Electric Field due to a Continuous Charge Distribution

• Given by $\overrightarrow{E} = \frac{1}{4 \pi \epsilon_0} \int \frac{dQ}{r^2} \hat{r}$, where $dQ$ is the charge element and $r$ is the distance to the point of calculation.

Gauss's Law

Gauss's Law

• The total electric flux through a closed surface equals the enclosed charge divided by $\epsilon_0$: $\phi = \oint \overrightarrow{E} \cdot d\overrightarrow{S} = \frac{Q_{encl}}{\epsilon_0}$.
  • $\phi$ signifies the electric flux through a surface.
  • $\overrightarrow{E}$ stands for the electric field.
  • $d\overrightarrow{S}$ is the area vector.
  • $Q_{encl}$ is the total enclosed charge.
  • $\epsilon_0$ is the permittivity of free space.

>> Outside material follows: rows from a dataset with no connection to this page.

PR #856, opened 2026-04-22
feat(api): api_response() convention + @event_handler(serialize=...) override

johnrtipton:
## Summary

Transport-conditional API returns — v0.5.1 P2 follow-up to ADR-008. Zero per-handler wiring for the common case; one kwarg for the exception.

## The problem

`@event_handler(expose_api=True)` runs the same handler over WebSocket and HTTP. WS only wants state mutation (VDOM renders the UI). HTTP wants actual data in the response. Serializing on every WS keystroke wastes DB/JSON work.

## The resolution — three tiers, first match wins

On the HTTP path (none of these fire on WS):

1. **Per-handler override** — `@event_handler(expose_api=True, serialize=<callable-or-str>)`
2. **View-level convention** — `def api_response(self): ...`
3. **Passthrough** — whatever the handler returned

The convention path is DRY by default. A view with N API handlers that all return the same shape needs **one** `api_response()` method and **zero** per-handler decorator args:

```python
class ClaimListView(LiveView):
    def api_response(self):
        return [c.as_dict() for c in self._filtered_claims()]

    @event_handler(expose_api=True)
    def search(self, value='', **kwargs):
        self.search_query = value       # No extra wiring.

    @event_handler(expose_api=True)
    def filter_by_status(self, status='', **kwargs):
        self.status = status            # No extra wiring.

    @event_handler(expose_api=True)
    def clear(self, **kwargs):
        self.search_query = ''          # No extra wiring.
```

The per-handler override is for the exceptional case:

```python
@event_handler(expose_api=True, serialize='serialize_saved_claim')
def save_claim(self, id=0, **kwargs):
    return id

def serialize_saved_claim(self, result):
    return Claim.objects.get(pk=result).as_dict()
```

## `serialize=` shapes

- **Callable** — arity auto-detected: `fn()`, `fn(view)`, or `fn(view, result)`.
- **Method-name string** — resolved against the view at dispatch time; bound-method arity also detected: `()` or `(result)`.
- **None** (default) — falls through to `api_response()` or handler return.

Async serializers and async `api_response()` are both awaited via the existing `async_to_sync` + `_await` helper already in dispatch.py.

## Validation

- Decoration-time: `@event_handler(serialize=...)` without `expose_api=True` → `TypeError` at import.
- Dispatch-time: `serialize='name'` with no matching method → 500 `serialize_error`.
- Dispatch-time: `api_response`/serializer raising → 500 `serialize_error`. Details logged server-side only.

The `self._api_request = True` flag is still set by dispatch (1-line) and kept as an escape hatch for code paths that need transport awareness without going through the decorator or convention method. Demoted from primary API to advanced-use documentation.

## Design history

An earlier draft used a separate `@api_returns(serializer_fn)` decorator stacked under `@event_handler`. Replaced before release with the single-decorator convention-plus-override form — avoids two-decorator stacking, removes the order-sensitivity footgun, and enables the zero-wiring DRY case via `api_response()`.

## Test plan

- [x] 22 unit + integration tests in `python/djust/tests/test_api_response.py` pass locally
- [x] Existing 39-test API suite (`test_api_dispatch.py`, `test_api_parity.py`, `test_api_registry.py`, `test_api_openapi.py`) passes with no changes
- [x] Existing 34-test `test_decorators.py` passes unchanged
- [x] ruff format + check pass
- [x] ROADMAP strikethrough applied
- [x] ADR-008 §"Open questions" resolution rewritten
- [x] docs/website/guides/http-api.md has a new "Transport-conditional returns" section


johnrtipton (commented):
## Stage 11 Review — `feat(api): api_response() + @event_handler(serialize=)`

Ran the 22 new tests + existing `test_decorators.py` / `test_api_dispatch.py` locally — all 76 pass. Design trade-off (single-decorator convention-plus-override vs. the earlier `@api_returns` stacking form) is a clear win for DRY and readability; `test_dispatch_convention_shared_across_handlers` (`test_api_response.py:287-307`) locks in the zero-wiring benefit.

I verified by running probe scripts against `_apply_response_transform` directly. Edge cases checked: `@staticmethod` / `@classmethod` serializers resolved via `serialize="name"`, `functools.partial`, callable class instances, `*args`-only lambdas, `PermissionDenied` raised from `api_response()`, `api_response()` returning `None`, async serializers, mixin-provided `api_response()`, non-callable `api_response` attribute.

### Findings

**1. `@classmethod` as serializer is broken.** (`dispatch.py:172-208`)
A classmethod bound via `getattr(view, "name")` reports `inspect.ismethod() == True`, so the bound-method branch fires — but after `cls` is implicitly bound, the remaining positional params are `(view, handler_return)`. The code passes only `(handler_return,)`, losing `view`. My probe of a 3-arg `def cls_serializer(cls, view, handler_return)` failed with `TypeError: missing 1 required positional argument: 'handler_return'`. The docstring claims bound-method arity handles "0 positional → `fn()`; 1+ positional → `fn(return_value)`" which is wrong for classmethods. Low impact (classmethods as serializers are rare) but documented-vs-actual divergence. Either add a test + fix, or explicitly document "classmethods are not supported as serializers."

**2. `PermissionDenied` from `api_response()` / serializer is masked as 500.** (`dispatch.py:372-378`)
`except Exception:` catches `PermissionDenied` before Django's handling sees it, producing `serialize_error` 500 instead of `permission_denied` 403. If a serializer calls a `has_perm`-style guard that raises, the caller gets the wrong status code. Mirrors the handler-invocation block at `dispatch.py:356` which handles `PermissionDenied` explicitly — the transform block should match. One-line fix: add `except PermissionDenied as exc: return api_error(403, ...)` above the `except Exception:`.

**3. `api_response()` returning `None` silently replaces the handler's return.** (`dispatch.py:235`)
The three-tier "first match wins" contract means that if a convention method exists and returns `None`, the handler's actual return value is lost. Probe confirmed: handler returns `{"handler_really_returned_this": True}`, `api_response() -> None`, final result is `None`. Not a bug per se, but asymmetric with the serializer-fallthrough mental model the guide suggests. Worth calling out in the docs or adding a regression test pinning the semantics.

**4. `self._api_request` flag is NOT visible during `mount()`.** (`dispatch.py:295` vs `305`)
`_instantiate_view` runs `mount()` inside it (lines 117-120); the flag is set on line 305 *after* `_instantiate_view` returns. The docs say "immediately after instantiation" — technically true but misleading. If users want transport-aware mount logic, `api_mount()` is the documented hook. No code change needed, but a one-line clarification in the guide (`http-api.md:240-246`) would help: "set after `mount()` runs; use `api_mount()` for mount-time branching."

### Gaps in test coverage
- No test asserts `_api_request` is observable from inside a handler body (only indirectly via the assigns diff).
- No test for `serialize=` pointing at a `@staticmethod` or `@classmethod` name — classmethod would catch issue #1.
- No test pins the 500 `serialize_error` response body shape beyond `payload["error"] == "serialize_error"` (missing `message`, `details` keys).
- No test for `api_response()` explicitly returning `None`.

### Verdict
`REQUEST_CHANGES`: finding #2 (masked `PermissionDenied`) is a real behavioral bug — security-adjacent code paths that raise `PermissionDenied` from within a serializer should return 403 not 500. Findings #1, #3, #4 are defer-able if acknowledged in docs or tracked as follow-ups. Everything else is shippable: the design is clean, the tests are solid, and the WS path is verifiably unaffected (grep confirms `websocket.py` never touches `_apply_response_transform` / `api_response` / `_api_request`).

johnrtipton:
### Stage 13 — Re-Review (post-fix)

Addressed the two blocking findings from Stage 11 in commit `40d2e0d2`.

**Finding 1 — `PermissionDenied` masked as 500.** Added an explicit `except PermissionDenied` branch to the response-transform try block (`dispatch.py` around line 373), mirroring the handler-invocation block above. Regression tests:
- `test_dispatch_permission_denied_in_api_response_surfaces_403` — `api_response()` raises → expect 403 `permission_denied`.
- `test_dispatch_permission_denied_in_serialize_surfaces_403` — per-handler `serialize=` raises → expect 403.

**Finding 2 — `_api_request` flag set AFTER mount.** Moved the flag assignment into `_instantiate_view`, right after `instance.request = request`, before any `api_mount`/`mount` call. The redundant line at the dispatch-view call site is removed. Regression test: `test_api_request_flag_set_before_mount_runs` asserts the flag is True inside `mount()`, not just inside the handler.

**Non-blocking items addressed:**
- Added `test_serialize_str_resolves_staticmethod` (staticmethod via string name works transparently as plain callable).
- Added `test_callable_class_instance_works_as_serializer` (objects with `__call__`).
- Added `test_api_response_returning_none_is_used_verbatim` (explicit None semantics).
- Doc note on `@classmethod` edge case in `docs/website/guides/http-api.md` — pass the underlying function via `serialize=MyView.cls_method.__func__` if needed.

Test count went 22 → 28. Full API suite still green (43 tests including dispatch).

Verdict: **APPROVE_AFTER_FIXES**. Ready to merge once CI clears.

johnrtipton:
### Stage 14 — Retrospective

**Quality**: 9/10. Clean single-decorator design, Stage 11 caught two real defects (PermissionDenied masking + flag ordering), both had regression tests added, all 28 unit + integration cases green locally and in CI.

**What worked**:
- User's pushback on the first design ("is this the most elegant, developer-friendly, DRY?") led directly to the convention-plus-override form. The `api_response()` method pattern means a view with N handlers returning the same shape needs **one** method and **zero** per-handler decorator args. That's the DRY property they actually asked for — my first two designs would have forced one `serialize=` per handler.
- Reusing `_call_possibly_async` + `async_to_sync` + `_await` from the existing dispatch pipeline meant async support fell out for free — no new async scaffolding.
- Storing `serialize` in the existing `_djust_decorators["event_handler"]` metadata dict instead of creating a new attribute kept the framework surface additive and makes `djust_audit` trivially discover it later.

**What to improve**:
- Stage 7 (self-review) passed cleanly on the `PermissionDenied` masking bug — the bug was obvious in retrospect (outer `except Exception` shadowing a narrower exception type the handler-invocation block already handled). **Action for the next parallel-try-block I write: scan for `except Exception` where a more specific exception above should also be handled**. This is now the 7th consecutive PR where Stage 11 caught what Stage 7 missed.
- The `_api_request` flag ordering was wrong for a subtle reason — I set it `after _instantiate_view()` returns, not realizing `_instantiate_view` runs `mount()` internally. The ADR text I updated said "immediately after instantiation" which was technically true from the dispatch view's perspective, but wrong from the user's. Lesson: **when moving a flag-set across function boundaries, explicitly ask "what runs between the flag being set and the flag being read?"**

**Related to prior milestone findings**:
- This is the 7th PR in a row where Stage 11 found real defects Stage 7 missed (after #814, #837, #840, #842, #846, #849). The pattern continues — Stage 11 stays mandatory.
- The design pivot (single decorator → convention + override) mirrors the pattern from v0.5.1 where user design pressure improved three framework APIs (testing utilities 7 → 2 core methods; inputs_for two-decorator → block-tag).

**Shipped**: Commit f-squashed on main. ROADMAP + CHANGELOG updated. ADR-008 §"Open questions" resolution rewritten. Guide at `docs/website/guides/http-api.md` has new "Transport-conditional returns" section with convention-first examples. `_api_request` flag preserved as escape hatch.

**Tech-debt follow-ups filed from Stage 11**: none — all items addressed in-commit.

**Next**: v0.5.1 feature-complete again. Cut v0.5.1rc4 if release cadence warrants, else move to v0.6.0 P1 items.

Issue #852, opened 2026-04-21
tech-debt: extract shared _walk_subclasses / _is_user_class helpers (3x duplication)


johnrtipton:
`_walk_subclasses` and `_is_user_class` are now duplicated across three management commands:
- `python/djust/management/commands/djust_audit.py`
- `python/djust/management/commands/djust_doctor.py`
- `python/djust/management/commands/djust_typecheck.py` (added in PR #849)

Third instance meets the refactor threshold. Extract to `python/djust/management/_introspect.py` (or similar) and import from each command.

No behavior change; pure deduplication. ~20 lines of code movement.

Found during Stage 11 review of PR #849.

johnrtipton:
Shipped via #859 (merged). GitHub's `Closes` syntax only auto-closes the first listed issue — closing manually.

Issue #851, opened 2026-04-21
tech-debt: djust_typecheck — MRO walk for self.x assignments in parent classes


johnrtipton:
Known limitation of the v0.5.1 `djust_typecheck` command (PR #849).

`_extract_context_keys_from_ast` uses `inspect.getsource(cls)` and AST-walks only `cls`'s own source. A child view that relies on `self.foo = ...` from its parent's `mount()` gets a false positive.

Example:
```python
class BaseView(LiveView):
    def mount(self, request=None, **kwargs):
        self.user_menu = build_user_menu()  # parent sets it

class ChildView(BaseView):
    template_name = 'child.html'  # references {{ user_menu }}
```

`user_menu` is flagged as unresolved in `ChildView` because the AST walk never sees `BaseView.mount`.

Fix: iterate `cls.__mro__` (skipping framework bases via the existing `_is_user_class` check) and accumulate context keys from every non-framework ancestor.

`_public_class_attrs` already walks the MRO correctly — keep the two paths consistent.

Found during Stage 11 review of PR #849.

johnrtipton:
Shipped via #859 (merged). GitHub's `Closes` syntax only auto-closes the first listed issue — closing manually.

PR #859, opened 2026-04-22
feat(typecheck): address #850/#851/#852 — tag support, MRO walk, shared helpers

### LINKED ISSUE #850: tech-debt: djust_typecheck — support {% firstof %}, {% cycle %}, {% blocktrans with %} tags
Known limitation of the v0.5.1 `djust_typecheck` command (PR #849).

`_extract_referenced_names` has a per-tag cascade that falls through these built-in Django tags:

- **`{% firstof a b c %}`** — positional args are context variables but not extracted.
- **`{% cycle a b c %}`** — same.
- **`{% blocktrans with x=foo %}`** — `x` is a template-local (like `{% with %}`) but the current `_extract_template_locals` only handles plain `{% with %}`.

Impact: false negatives on firstof/cycle (references go unchecked), false positives on `x` inside `blocktrans` blocks (reported as unresolved).

Fix: add explicit branches in both extraction functions. Shouldn't take more than ~15 lines.

Found during Stage 11 review of PR #849.

johnrtipton:
Three related follow-ups to the v0.5.1 `djust_typecheck` command, landed together because they touch the same module family. Closes #850, #851, #852.

## #850 — `{% firstof %}`, `{% cycle %}`, `{% blocktrans with %}` support

Template locals now include the `x=expr` bindings from `blocktrans with` / `blocktranslate with` (and `count x=expr`). Referenced names now include positional args of firstof/cycle (skipping string literals and the `as <name>` suffix), and the expr side of blocktrans with-pairs. Fixes false negatives on firstof/cycle and false positives on blocktrans locals.

## #851 — MRO walk for parent-class `self.x` assigns

`_extract_context_keys_from_ast` now iterates `cls.__mro__`, skipping `djust.*` / `djust_*` / `django.*` / builtins framework classes. Child views that rely on attributes set in a parent `mount()` no longer produce spurious "unresolved" reports. The filter also correctly drops Django View's own `self.request`/`head`/`kwargs`/`args` (regression lock-in test added).

## #852 — Shared class-introspection helpers

`_walk_subclasses`/`_is_user_class`/`_app_label_for_class` were duplicated in `djust_audit.py` and `djust_typecheck.py`. Extracted to new `djust.management._introspect` module; both commands import from there. The new `walk_subclasses` also gained diamond-safety (deduplication via visited set) that the old recursive impl lacked.

## Tests
- 19 → 28 cases in `test_djust_typecheck.py`
- Three blocktrans/firstof/cycle positive cases
- String-literal / `as` suffix negative cases
- MRO walk picks up parent `self.foo` assigns
- Django View attrs do NOT leak through MRO (regression lock-in)
- Full `audit or typecheck` suite: 41 green

## Test plan
- [x] pytest test_djust_typecheck.py: 28 green
- [x] pytest -k 'audit or typecheck': 41 green
- [x] Manual djust_audit --json against demo project

### DIFF
--- a/CHANGELOG.md
+++ b/CHANGELOG.md
@@ -7,6 +7,15 @@ and this project adheres to [Semantic Versioning](https://semver.org/spec/v2.0.0
 
 ## [Unreleased]
 
+### Added
+
+- **`djust_typecheck` — `{% firstof %}` / `{% cycle %}` / `{% blocktrans with %}` tag support (#850)** — The extractor now captures positional context-variable references in `{% firstof a b c %}` and `{% cycle a b c %}` (string literals and `as <name>` suffixes are correctly ignored), and the `with x=expr` (and `count x=expr`) clauses of `{% blocktrans %}` / `{% blocktranslate %}` produce both the template-local binding (`x`) and the reference (`expr`). Eliminates a class of false positives (blocktrans locals) and false negatives (firstof/cycle args). (`python/djust/management/commands/djust_typecheck.py`)
+
+### Changed
+
+- **`djust_typecheck` — walk MRO for parent-class `self.foo = ...` assigns (#851)** — `_extract_context_keys_from_ast` now iterates `cls.__mro__` (skipping `djust.*`, `djust_*`, `django.*`, and `builtins`), so a child view that relies on attributes set in a parent `mount()` no longer produces spurious "unresolved" reports. The filter drops Django's `View` / namespace-framework attrs (`request`, `head`, `kwargs`, `args`) that would otherwise surface from the base class. (`python/djust/management/commands/djust_typecheck.py`)
+- **Shared class-introspection helpers (#852)** — `_walk_subclasses`, `_is_user_class`, and `_app_label_for_class` are now a single source of truth in the new `djust.management._introspect` module; `djust_audit` and `djust_typecheck` both import from it. No behavior change; purely a refactor to prevent drift as the set of management commands grows. `_introspect.walk_subclasses` also gained cycle-safety (diamond-inheritance deduplication) which the old recursive implementation lacked. (`python/djust/management/_introspect.py`, `python/djust/management/commands/djust_audit.py`, `python/djust/management/commands/djust_typecheck.py`)
+
 ## [0.5.1rc4] - 2026-04-22
 
 ### Added
--- a/Cargo.lock
+++ b/Cargo.lock
@@ -294,7 +294,7 @@ dependencies = [
 
 [[package]]
 name = "djust_components"
-version = "0.5.1-rc.3"
+version = "0.5.1-rc.4"
 dependencies = [
  "ahash",
  "criterion",
@@ -309,7 +309,7 @@ dependencies = [
 
 [[package]]
 name = "djust_core"
-version = "0.5.1-rc.3"
+version = "0.5.1-rc.4"
 dependencies = [
  "ahash",
  "criterion",
@@ -324,7 +324,7 @@ dependencies = [
 
 [[package]]
 name = "djust_live"
-version = "0.5.1-rc.3"
+version = "0.5.1-rc.4"
 dependencies = [
  "bincode",
  "criterion",
@@ -349,7 +349,7 @@ dependencies = [
 
 [[package]]
 name = "djust_templates"
-version = "0.5.1-rc.3"
+version = "0.5.1-rc.4"
 dependencies = [
  "ahash",
  "chrono",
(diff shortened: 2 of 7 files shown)


johnrtipton (commented):
## Stage 11 review — PR #859

Ran the full `test_djust_typecheck.py` (28/28 green) and `test_audit_command.py` (52/52 green) on the branch; verified the backward-compat `_walk_subclasses`/`_is_user_class`/`_app_label_for_class` imports still resolve from `djust_audit` (used by `python/djust/checks.py:715`, `python/djust/schema.py:1055-1074`, `python/tests/test_audit_command.py:16-17`). The `import X as _walk_subclasses` trick keeps the module-level names visible, so the refactor does not break any external consumers. Nice.

### Edge cases probed (all pass)

- `{% firstof user "anonymous" %}` — double-quoted literal correctly skipped; only `user` emitted.
- `{% blocktrans trimmed with label=foo %}` — `trimmed` modifier does not break extraction; `label` (local) and `foo` (ref) are both correctly extracted.
- `{% blocktrans with label="literal" %}` — quoted rhs correctly skipped.
- `{% blocktrans count items=qs.count %}` — dotted rhs correctly truncated to root `qs`, and `items` is a local.
- Diamond inheritance `A <- B, C <- D` — `walk_subclasses(A)` yields `D` exactly once (confirmed in live probe). Old recursive impl would double-yield.

### Findings

**Important — the "subtle catch" for this PR.** `{% cycle a b as row_class %}` binds `row_class` as a template local (Django behavior). `_extract_template_locals` at `djust_typecheck.py:215-250` has branches for `for`, `with`, `blocktrans`/`blocktranslate`, and `inputs_for`, but **no branch for `cycle`**. `_extract_referenced_names:289-301` correctly breaks on `as` so `row_class` is not emitted as a reference — but because the locals pass never binds it, a template doing `{{ row_class }}` later will be falsely flagged as unresolved. The new test `test_extract_referenced_names_ignores_cycle_as_suffix` asserts absence from refs but misses the mirror-image assertion that `row_class` is in `_extract_template_locals` output. Recommend: add a `cycle` branch to `_extract_template_locals` that detects `as <name>` and binds `<name>`, mirroring `inputs_for`.

**Nit — docstring/code drift.** `djust_typecheck.py:130-131` comment claims "Skip framework classes: djust internals, Django, rest_framework, and anything else under a well-known namespace package" but the actual filter is only `django.` / `django` / `django.views` / `builtins` plus `djust.*`/`djust_*`. `rest_framework.*`, `django_extensions`, and other 3rd-party bases are walked and their sources parsed. For most cases harmless, but a user subclassing `GenericAPIView` will get DRF-internal `self.*` assigns surfaced as "context keys." Either update the comment to match reality, or add `rest_framework.` to the skip list.

**Question — any caller depending on DFS order of `_walk_subclasses`?** The old recursive impl was strict pre-order DFS. The new iterative stack (`stack.pop()` LIFO) is still DFS but order-flipped within siblings. None of `checks.py`/`schema.py` appear order-sensitive (they build sets/iterate-and-filter), but worth a spot check.

### CHANGELOG

Three entries under Unreleased — accurate against the diff. `firstof`/`cycle`/`blocktrans` entry correctly claims "`as <name>` suffixes are correctly ignored" in refs, but as noted above the locals pass does not actually bind them yet.

### Verdict

**REQUEST_CHANGES** — the `cycle ... as row_class` locals gap is a real false-positive source once users hit it, and it's exactly the shape of defect Stage 11 catches on this series (analogous to prior missed-AnnAssign / missed-PermissionDenied catches). Small, tight fix plus one test. Optional: tighten the "rest_framework" docstring/filter drift in the same push.

johnrtipton:
### Stage 13 — Re-Review

Both Stage 11 findings addressed in `089c16fa`:

**Blocker — `{% cycle … as row_class %}` locals binding.** Added a `cycle` branch to `_extract_template_locals` that mirrors the `inputs_for` / `with` as-suffix handling. Regression test `test_extract_template_locals_binds_cycle_as_var` locks it in.

**Nit — comment drift / DRF filter.** The MRO-filter comment claimed `rest_framework` was skipped but the code didn't. Added `rest_framework.*` / `rest_framework` to the framework skip list so users subclassing from DRF don't surface DRF internals as context keys. Code now matches comment; comment updated for clarity.

**Non-blocking question — `walk_subclasses` order.** No action. The switch from recursive pre-order DFS to iterative LIFO stack changes sibling order; confirmed no callers rely on iteration order (audit/typecheck both consume via generators and build sets).

Tests: 28 → 29 cases. All 52 audit + typecheck tests still green.

Verdict: **APPROVE_AFTER_FIXES**.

Applications of Gauss's Law

• Electric field due to an infinitely long straight wire: $E = \frac{\lambda}{2 \pi \epsilon_0 r}$.
• Electric field due to a uniformly charged infinite plane sheet: $E = \frac{\sigma}{2 \epsilon_0}$.
• Electric field due to a uniformly charged thin spherical shell:
  • For $r < R$: $E = 0$.
  • For $r \geq R$: $E = \frac{1}{4 \pi \epsilon_0} \frac{Q}{r^2}$.